Amazon’s push to expand AI use inside the company is now drawing attention for the wrong reasons. Instead of delivering the efficiency gains the company wanted, the approach has been linked to frustration among employees, operational mistakes, and visible business disruption.
At the center of the issue is a strict internal policy around Kira, Amazon’s AI coding system. The company reportedly required about 80% of internal development work to use Kira, even in cases where it was not the most effective tool for a specific task.
Compliance became the goal
That mandate appears to have changed how teams worked. Developers were pushed to meet usage targets rather than choose the method that best solved the problem in front of them.
This is where the broader flaw became clear. The measure used to track success started shaping behavior inside the organization, and business outcomes lost some of their priority.
When automation creates new problems
The consequences were not limited to internal frustration. AI-related mistakes were also tied to operational disruption, including one incident that delayed 6.3 million orders in a single day.
That scale made the impact hard to ignore. When a forced system does not match operational needs, the effects can quickly reach customers and damage the company’s execution.

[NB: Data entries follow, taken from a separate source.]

PR #99, opened 2021-09-01
Reorganize Config

simonwiles:
The initial impetus behind this branch was to reorganize the keyMap config so as to make a fix for the behaviour whereby the editing state doesn't reset when the "Reset to defaults" button was clicked (and, relatedly, that it is possible to have multiple shortcuts in the "Choose a new keystroke..." editing state, which is even more egregious).  The fixes ended up on another branch, and this one turned in to a general reorg of config, library, and stores code.


src/config/keyboard-shortcut-config.js
```diff
@@ -0,0 +1,125 @@
...
+    description: "Pan Downwards",
+    help: "Pan the roll downwards (hold to accelerate)",
+  },
+};
+
+export const unusableKeys = [
+  "Escape",
+  "ControlLeft",
+  "ControlRight",
+  "Enter",
```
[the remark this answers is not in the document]
simonwiles: Yeah, I'm down with that -- not sure why I put it on that list in the first place, tbh.

src/config/keyboard-shortcut-config.js
```diff
@@ -0,0 +1,124 @@
...
+  "ShiftLeft",
+  "ShiftRight",
+  "CapsLock",
+];
+
+export const alternativeIndicatorText = {
+  Space: "＿",
+  Backspace: "⌫",
+  Delete: "⌦",
+  NumpadEnter: "⏎",
```
broadwell, line 119: Cool, now that <kbd>Enter</kbd> is allowed, should we add the same alternative indicator symbol for it here (⏎)? That could lead to some confusion if the user decides to remap both Enter keys (assuming they're using a keyboard that has both), but that's a pretty extreme corner case, and it wouldn't really affect the app's overall functionality anyway, so I'm OK with it.

simonwiles: Yes, I suppose so, thanks.  It's the same situation as numbers on the `Numpad` or on the top row -- either will show, e.g. <kbd>7</kbd>, but only one will actually work...  Increasingly uncomfortable with it, tbh, but this will be okay for now, I guess.

simonwiles:
> The granularity of the sliders (including the tempo slider) is sometimes a bit of a surprise initially, but conceptually I think it makes sense for it to correspond to the default granularity on keyboard input.

Yeah, I'm willing to move on this if desired (e.g. perhaps the increment/decrement on key-press should be smaller), but the consistency is valuable in-and-of itself, imo.  Thanks!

A return to human oversight
The situation also pushed Amazon to restore human oversight in some areas that had previously been handled by AI. The move marked a notable reversal, especially after layoffs earlier linked to AI-driven automation.
The episode fits the logic of Goodhart’s Law. Once a metric becomes the target, it stops working as a reliable measure, and organizations begin optimizing for the number rather than the real goal behind it.
In Amazon’s case, usage of Kira became a visible target. As that target gained importance, employees could end up focusing more on compliance than on solving problems efficiently.
A lesson that extends beyond one company
The pattern is not unique to Amazon. Across industries, many organizations judge AI success by how often a tool is used, not by whether it actually speeds up work or improves results.
That approach can add more work instead of reducing it. Some law firms, for example, have had to spend extra time reviewing AI output, which cuts into the expected benefit of automation.
The core issue is not that AI has no place in large companies. The problem is a rigid rollout that emphasizes compliance over fit, turning AI into a requirement instead of a tool.
Strategy matters more than adoption numbers
Amazon’s case shows why companies need a clear strategy before deploying AI broadly. The intended business result should come first, and the tool should be chosen based on how well it supports that result.
That also helps set realistic expectations about what AI can and cannot do. Without that clarity, companies risk asking too much of the technology and making poor operational decisions.
Human oversight still matters in critical stages, especially when AI affects customers or complex operating systems. Accountability cannot be handed over entirely to automation when the stakes are high.
The episode also reflects broader concerns about Amazon’s internal culture. Under Jeff Bezos, the company was known for long-term thinking and a strong customer focus, while it is now seen as placing more emphasis on short-term metrics and internal bureaucracy.
If internal compliance continues to drive how success is measured, innovation can become a formality. A company may appear to adopt new technology quickly, yet fail to see meaningful gains in the business itself.